Western Digital: 2TB My Passport X Review


Given that the Xbox One can use external hard drives to store its games, apps and downloadable content, different companies are doing their best to create and market specific drives to the console’s devoted user-base. One of the latest to do just that is Western Digital, with the appropriately titled My Passport X. Offering at least 2 terabytes of storage, it allows those who game often to save and hold onto many more digital games than they’d otherwise be able to.

Although it’s part of a popular and long-running brand of external hard drives, the My Passport X is the first to bear packaging that centres upon console use. It’s a marketing decision that aims to entice the regular consumer to purchase the product in order to dramatically increase his or her console’s storage space, though the reality is that the X is not that different from its peers. I don’t mean to infer anything negative by that, but the simple fact is that many different drives will work with the Xbox One, so long as they meet certain criteria.
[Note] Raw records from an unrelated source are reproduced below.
Issue #183, opened 2018-04-12
Pass representative header directly to the parser


arostamianfar:
Currently, we use each file's VCF header to parse its contents, but we can also use the representative header to parse the INFO/FORMAT fields. Note that we should still use each file's headers for some of the other fields (especially the header that contains the same names; others like 'contigs' may also be important to keep). This allows us to handle any VCF file in a robust manner.

PR #208, opened 2018-04-24
Make VCF parser reads representative header.

nmousavi:
Fixes issue #183 

Tested:
  unit test
  presubmit


gcp_variant_transforms/beam_io/vcfio.py
```diff
@@ -720,7 +728,9 @@ def _store_header_lines(self, header_lines):
     def _create_generator(self):
       header_processed = False
       for text_line in self._text_lines:
-        if not header_processed and self._header_lines:
+        if (not self._representative_headers_given and
```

This one, and its competitors (such as the Other World Computing Xbox One Upgrade Kit and the Seagate Game Drive, both of which I reviewed previously) are simply named and marketed towards Xbox owners.

The first thing you’ll notice about this particular variation is its colouring, which is dark black to match the default Xbox One. It blends in well, and features some slight ridging on the outside of its case, which gives it a bit of a tactile feel. What’s also noticeable is the 0.5lb weight of the thing, as though it’s small and compact it’s probably the heaviest of the three drives I’ve tested. If you’re wondering, its unique size equates to 4.33 inches x 0.83 inches x 3.21 inches.
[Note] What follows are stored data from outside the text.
PR #210, opened 2018-04-25
Resolved some of the robustness related TODOs in vep_runner, namely:

bashir2:
- Added retry for server connection failures
- Added argument validation for annotation arguments
- Replaced a confusing test pattern and added more unit-tests
- Added support for --num_workers

Tested: unit-tests and manual run for annotating a set of files

Issue: #81


gcp_variant_transforms/libs/annotation/vep/vep_runner.py
```diff
@@ -203,20 +206,22 @@ def _process_pipeline_args(self, pipeline_args):
...
+        flags_dict, 'max_num_workers', 'num_workers')
     if self._max_num_workers <= 0:
       raise ValueError(
-          '--max_num_workers should be a positive number, got: {}'.format(
-              self._max_num_workers))
+          '--max_num_workers and --num_workers should be positive numbers, '
+          'got: {}'.format(self._max_num_workers))
 
-  def _get_flag(self, pipeline_flags, flag):
+  def _get_flag(self, pipeline_flags, *expected_flags):
```
arostamianfar: nit: any reason for not using a list of strings instead of arbitrary num args?

gcp_variant_transforms/libs/annotation/vep/vep_runner.py
```diff
@@ -228,12 +233,12 @@ def wait_until_done(self):
...
-    # log messages of googleapiclient.discovery module for the next call of the
-    # API since they flood the log file.
+    # TODO(bashir2): Silence the log messages of googleapiclient.discovery
+    # module for the next call of the API since they flood the log file.
     # pylint: disable=no-member
-    request = self._pipeline_service.projects().operations().get(name=operation)
-    is_done = request.execute()['done']
+    request = self._pipeline_service.projects().operations().get(
+        name=operation)
+    is_done = request.execute(num_retries=_NUMBER_OF_API_CALL_RETRIES)['done']
```
arostamianfar: Curious: were you actually seeing errors in this case that you needed retry? Asking b/c we don't do this for our integration tests and it seems like it has been fine so far, but I wonder whether we should add it if you are seeing errors in v2.

gcp_variant_transforms/options/variant_transform_options.py
```diff
@@ -208,9 +212,31 @@ def add_arguments(self, parser):
               'core machine using two processes should help interleaving I/O '
               'vs CPU bound work.'))
 
-    # TODO(bashir2): Add validate() to check --vep_* arguments are sound when
-    # --run_annotation_pipeline is set (for example --annotation_output_dir
-    # should start with gs://).
+  def validate(self, parsed_args):
+    # type: (argparse.Namespace) -> None
+    args_dict = vars(parsed_args)
+    if args_dict[AnnotationOptions._RUN_FLAG]:
```
arostamianfar: You should be able to just reference `parsed_args.run_annotation_pipeline` natively here without creating the constants. See `BigQueryWriteOptions` validate method for an example.

gcp_variant_transforms/options/variant_transform_options_test.py
```diff
@@ -62,3 +66,51 @@ def test_dataset_does_not_exists(self):
...
         response={'status': '404'}, url='', content='')
     self.assertRaises(ValueError, self.options.validate, args, client)
+
+
+class AnnotationOptionsTest(unittest.TestCase):
+
+  def setUp(self):
+    self._options = variant_transform_options.AnnotationOptions()
+
+  def make_args(self, args):
```
arostamianfar: nit: s/make_args/_make_args

gcp_variant_transforms/vcf_to_bq_common.py
```diff
@@ -55,6 +55,8 @@ def parse_args(argv, command_line_options):
       specifies the options that will be added to parser.
   """
   parser = argparse.ArgumentParser()
+  # TODO(bashir2): The next line is not needed; instead of type='bool' use
```
arostamianfar: We actually defined this as it's more robust than the default one (i.e. works with both `True` and `true`; common in python as people are used to "True"). Please continue to use it unless there is another issue about it that I'm unaware of.

gcp_variant_transforms/libs/annotation/vep/vep_runner.py
bashir2: Slightly nicer format when calling this with just one flag (which is in most cases). I changed it to a list per your comment.

As a side: I am not sure how much all these list construction/slicing that we do impact performance of a Python code. I have been doing it fairly liberally but not sure if that is good or not. In other languages like C++ or Java, I would have thought more about it specially because the language's syntax does not make these as easy as Python usually does and performance in general is more centeric than Python. Thoughts?

gcp_variant_transforms/libs/annotation/vep/vep_runner.py
bashir2: I am not sure if this is a V2 specific issue (vs a general possibility when talking to external services) but I saw it exactly here when we are polling whether the operations are done. That experience was particularly painful because I was running it on some big VCFs and it happened after a few hours (crashing VT). The exception message was something indicating a server connection error.

Re. integration tests: Given the high availability of our services, I don't expect that we see issues like this very often. In case of here and the polling because we keep doing this every 30 seconds for a few hours, it is more likely to happen.

gcp_variant_transforms/options/variant_transform_options.py
bashir2: Yes I know but I actually preferred this because I already have to declare these constants. The reason is that the static typing system has no idea about these flags (unlike say a named tuple) so for example if I have a typo in the name of the flag it is not different from the correct spelling (both are errors from the type checking perspective).

If you feel strongly about this, I can change it.

gcp_variant_transforms/options/variant_transform_options_test.py
bashir2: Done.

gcp_variant_transforms/vcf_to_bq_common.py
bashir2: Hmm okay but is it actually common that people provide value for boolean options? I thought the pattern is usually --boolean_flag with no value.

Anyway I removed the TODO per your comment. The reason for not liking it was that I should do the same wherever I want to parse arguments (e.g., in the new AnnotationOptionsTest).

gcp_variant_transforms/libs/annotation/vep/vep_runner.py
bashir2: Okay, changed it back then :-)
And re. performance, yes definitely here is not a concern, I started thinking more about it when you told me about the '::' operator, but even there the performance concern was not significant compared to the much nicer code. I thought I bring it up as a general note to think about in coding/reviews.

gcp_variant_transforms/options/variant_transform_options.py
bashir2: I know the common pattern for argparse and have used it in many places, including access to these very flags _outside_ this module (check vep_runner for example). Here though, as I said, I have to define the constants anyways. So forget about the type checking; are you suggesting that I drop the AnnotationOptions constants (e.g., _RUN_FLAG, _VEP_*, etc.)? Please take a look at this whole function not just this particular line. I think the answer is "no", because I have to repeat those flag texts several times including inside raw strings (typos there are not going to be caught by anything, including unit-tests). Now if we agree to keep the constants, then I think it makes the code more understandable to use those constants everywhere in this module, including flag declarations and access to them.

If on the other hand, you feel we need to drop the constants too, then sure I repeat the strings everywhere (but I don't think that is a good choice).

arostamianfar: ok, sounds good. let's keep it in this case (I just don't want it to be a common pattern for all of our args, but seems like it would be isolated to just annotations for the reasons you mentioned).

Set-up is quick and easy, which is attributed to both the product and the console, itself. Microsoft has made it easy (and rather foolproof) to set these things up and use them, so it doesn’t take much expertise to get one up and running alongside an Xbox One. All you need to do is connect the included USB 3.0 cable to the drive, then plug the other end into one of the two USB 3.0 ports on your console. Following that, you’ll be promoted to format it, which only takes a couple of moments. Once that’s done, you’re up and running.

In comparison to the other Xbox One-marketed drives that I’ve used, the My Passport X is at the top of the list for ease of use. I simply plugged it into the side port and received the prompt, whereas I had to do some fine tuning with at least one of the others. Following that, I transferred a game to it and found that the drive’s write speed was quite good. The game transferred quickly, and it loaded in no time. Overall, though, you’re looking at average speeds for a drive of this ilk, with loading times that are close to that of the Xbox One’s internal hard drive. Don’t expect anything revolutionary given the price point and the fact that this isn’t an SSD, but go in knowing that the X’s performance is quite solid.

Honestly, the only thing that I’ve disliked about this drive (apart from how short its included cable happens to be) is how it fails to completely turn off with the Xbox. Instead of powering down fully like I’m used to, it remains on in standby even though the console has been fully shut down. This is indicated by a relatively bright white light that flickers on the side of the device. When it’s on and functional, said light is solid, but when it’s in standby it simply flashes at a slow pace. This likely won’t bother most people, but it made me worry about unnecessary wear.

Upon talking to a support rep about the issue — who was very nice and even asked his supervisor to make sure he was giving me the proper info — I found out that the slow flashes indicated standby mode, and that when it’s in this mode it spins slowly. I do trust what they said, but I question why the thing would be designed this way.

That aside though, this is a very solid external hard drive, which does the job it sets out to do and does so well. It’s not perfect, because of the standby issue, but I do tend to be more worrisome than the average consumer. So, if you’re looking for a good way to save yourself the headache of having to delete and reinstall games, the My Passport X is well worth looking into. It’s a bit more expensive than some standard external hard drives, coming in at about $100 USD and $130 CAD, but it’s comparable to the other drives I’ve looked at and is definitely a solid piece of hardware.

This review is based on a product that we were provided with. We were provided with the 2TB model, although larger ones also seem to be available.